The regulations set forth in HIPAA were first instituted because of abuse which occurred with patient’s health information. This information is supposed to remain confidential, and when confidentiality is breeched damage to a person can occur. For instance, an employee might not hire an individual based on health conditions. Another abuse occurs when personal health information is sold simply for marketing purposes. To alleviate the damage and abuses, HIPAA was established on a national level to protect the health rights of individuals.

What are patient rights?

HIPAA provides a set of rights, or privacy protections to patients when it comes to their health information. Patient rights include:

  • Being able to obtain and inspect personal health records
  • Correct or change errors that may be found in health records
  • Be informed of any disclosures of health information
  • Restricting certain disclosures
  • Receiving communication from covered entities through alternative means

These are the types of rights that are afforded to individuals under HIPAA’s framework. Entities must convey these rights to patients.

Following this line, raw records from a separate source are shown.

PR #1199, opened 2021-01-21
Fix example to be valid sql statement

deodad:
The example diff resulted in `ALTER TABLE "User" DROP COLUMN "name", RENAME "name" TO "fullname",`.

Changed the diff to result in a valid rename statement.


johannesschobel (approved):

mhwelander:
Thanks for taking the time! 💚

PR #1200, opened 2021-01-21
Document usage with PgBoucner

2color:


content/200-concepts/100-components/02-prisma-client/190-deployment.mdx
```diff
@@ -74,18 +74,45 @@ postgresql://USER:PASSWORD@HOST:PORT/DATABASE?connection_limit=1
...
 
+### Usage with PgBouncer
+
+Typically PostgreSQL supports only a certain amount of concurrent connections and this limit can be reached quite fast when the service usage goes up – especially in serverless environments.
+
+A connection pooler like PgBouncer prevents your application from exhausing the database's connection limit.
+
+PgBouncer holds a connection pool to the database and proxies incoming client connections by sitting between Prisma Client and the database.
+
+PgBouncer funnels client connections into a pooling application, which reduces the number of processes a database has to handle at any given time. PgBouncer passes on a limited number of connections to the database and queues additional connections for delivery when space becomes available.
```
janpio: First half of the first sentence says the same as the previous paragraph.

content/200-concepts/100-components/02-prisma-client/190-deployment.mdx
```diff
@@ -74,18 +74,45 @@ postgresql://USER:PASSWORD@HOST:PORT/DATABASE?connection_limit=1
...
+
+To use Prisma Client with PgBouncer from a serverless function, add the `?pgbouncer=true` flag to the PostgreSQL connection string and set the connection limit to `1`:
```
janpio: Setting Connection Limit to 1 is unrelated to usage of PgBouncer. It is a thing you can do in specific circumstances (when you are running on serverless with an application that never uses more than 1 connectino in parallel or you really want to optimize on the number of serverless functions that can run in parallal)

content/200-concepts/100-components/02-prisma-client/190-deployment.mdx
```diff
@@ -74,18 +74,45 @@ postgresql://USER:PASSWORD@HOST:PORT/DATABASE?connection_limit=1
...
+```
+
+Additionally, for Prisma Client to work reliably, PgBouncer must run in [**Transaction mode**](https://www.pgbouncer.org/features.html).
+
+_Transaction mode_ offers a connection for every transaction. With this mode in addition to the , the Prisma query engine is able to operate normally.
+
+<details>
+  <summary>How `pgbouncer` mode works in Prisma</summary>
+- Prisma will clean up already present prepared statements in the connection by running `DEALLOCATE ALL` before trying to prepare and execute the Prisma Client query.
+- Prisma will triggers a transaction for every query case –even when just reading data– which allows Prisma to use prepared statements.
```
janpio:
```suggestion
- Prisma will trigger a transaction for every query case – even when just reading data – which allows Prisma to use prepared statements.
```

content/200-concepts/100-components/02-prisma-client/190-deployment.mdx
```diff
@@ -74,18 +74,43 @@ postgresql://USER:PASSWORD@HOST:PORT/DATABASE?connection_limit=1
 mysql://USER:PASSWORD@HOST:PORT/DATABASE?connection_limit=1
 ```
 
+### Usage with PgBouncer
+
+Typically PostgreSQL supports only a certain amount of concurrent connections and this limit can be reached quite fast when the service usage goes up – especially in serverless environments.
```
nikolasburk: Typically seems unecessary here?

```suggestion
PostgreSQL supports only a certain amount of concurrent connections and this limit can be reached quite fast when the service usage goes up – especially in serverless environments.
```

content/200-concepts/100-components/02-prisma-client/190-deployment.mdx
```diff
@@ -74,18 +74,43 @@ postgresql://USER:PASSWORD@HOST:PORT/DATABASE?connection_limit=1
...
+
+To use Prisma Client with PgBouncer from a serverless function, add the `?pgbouncer=true` flag to the PostgreSQL connection string:
+
+```
+postgresql://USER:PASSWORD@HOST:PORT/DATABASE?pgbouncer=true
+```
+
+Additionally, for Prisma Client to work reliably, PgBouncer must run in [**Transaction mode**](https://www.pgbouncer.org/features.html).
+
+_Transaction mode_ offers a connection for every transaction. With this mode in addition to the , the Prisma query engine is able to operate normally.
```
nikolasburk: seems like this sentence is not complete? "in addition to the ..."?

content/200-concepts/100-components/02-prisma-client/190-deployment.mdx
```diff
@@ -74,18 +74,43 @@ postgresql://USER:PASSWORD@HOST:PORT/DATABASE?connection_limit=1
...
+
+<details>
```
nikolasburk, line 95: Seems like the content in here doesn't render properly as Markdown right now:

image

Maybe try to add new lines before and after the bullet list? If that doesn't work, we should summon Nilu to fix the rendering.

nikolasburk (changes requested):
This looks great Daniel 👏 I've left a few comments but overall I think this will be really helpful content for a lot of folks 🙂

content/200-concepts/100-components/02-prisma-client/190-deployment.mdx
2color: Yep, this was a whitespace problem. Adding one before and after the bullet list fixed it:
Screen Shot 2021-01-26 at 18 53 58

PR #1212, opened 2021-01-25
Update what is Prisma page for Migrate

albertoperdomo:


albertoperdomo:
Images are now inconsistent. Maybe we should ask design to produce one for Migrate that mimics the one for introspection.

One question I have is if we still want the .node_modules detail in the diagram. I think it's an unnecessary detail.

PR #1216, opened 2021-01-26
Fix broken quickstart link

khrj:
Changes
- `https://www.prisma.io/docs/getting-started/quickstart/`
to
- `https://www.prisma.io/docs/getting-started/quickstart-typescript/`


khrj:
Note that if you go to that link directly it redirects, but the Gatsby link on the edited page doesn't

nikolasburk:
Thanks a lot for catching this @KhushrajRathod 🚀

PR #1219, opened 2021-01-26
Grammer: Added some missing words

molebox:
A couple of words were missing, no biggie


nikolasburk:
Thanks so much for catching these @molebox 🙌

PR #1220, opened 2021-01-26
fix(broken-links): fixed quickstart broken links

angeloanan:
There were a few broken links that points to the quickstart page.

This PR attempts to fix those broken links.


johannesschobel (approved):
LGTM

PR #1221, opened 2021-01-26
findOne updated to findUnique on Soft Delete Middleware Example Docs

danwetherald:
Looks like the docs are using an old method findOne that is no longer supported by prisma client.


johannesschobel (approved):
LGTM, although there are a few other `findOne()` mentions in the docs as well.
Maybe we can remove them as well in another PR?

mhwelander:
#1239

PR #1240, opened 2021-01-31
Data model docs minor inconsistency

stefanhar:
In User model's fields from the sample schema post is array and profile is optional in this table this is swapped around


mhwelander:
Markdown tables - a nightmare! Or maybe I should stop using word wrap. 😅 Thanks for fixing this!

PR #1273, opened 2021-02-06
Fix rogue '[' in Extended native types support

khrj:


mhwelander:
Thanks for taking the time to fix!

Fair Notice of Privacy Practices

Patients have the right to receive a “Notice of Privacy Practices” from a covered entity. This is perhaps the most visible part of HIPAA for the average patient. HIPAA requires that privacy notices be given each patient and that they be written in purely understandable language so they are easily understood. Even though each provider can use their own content to explain their practices with regards to privacy, they must have this statement prominently displayed on the notice:

This notice describes how medical information about you may be used and disclosed

And how you can get access to this information.

Please review it carefully.

Other requirements include how disclosures are to be made and how the patient’s health information is used. Anyway in which the entity plans on using health information must be disclosed in the notice. They must also give practical examples such as “we may use or disclose health information to another health care provider or physician who is providing treatment to you.”

Patient Responsibilities

A patient must be given the notice of privacy practices the first time they come in contact with an entity, and anytime the policies are changes. The patient must sign in acknowledgement of the receipt of the notice. In many cases, they must also sign a consent form. They must also be given the proper procedures for complaints about privacy practices and be given the opportunity to agree or object to the use of their health information in the ways disclosed.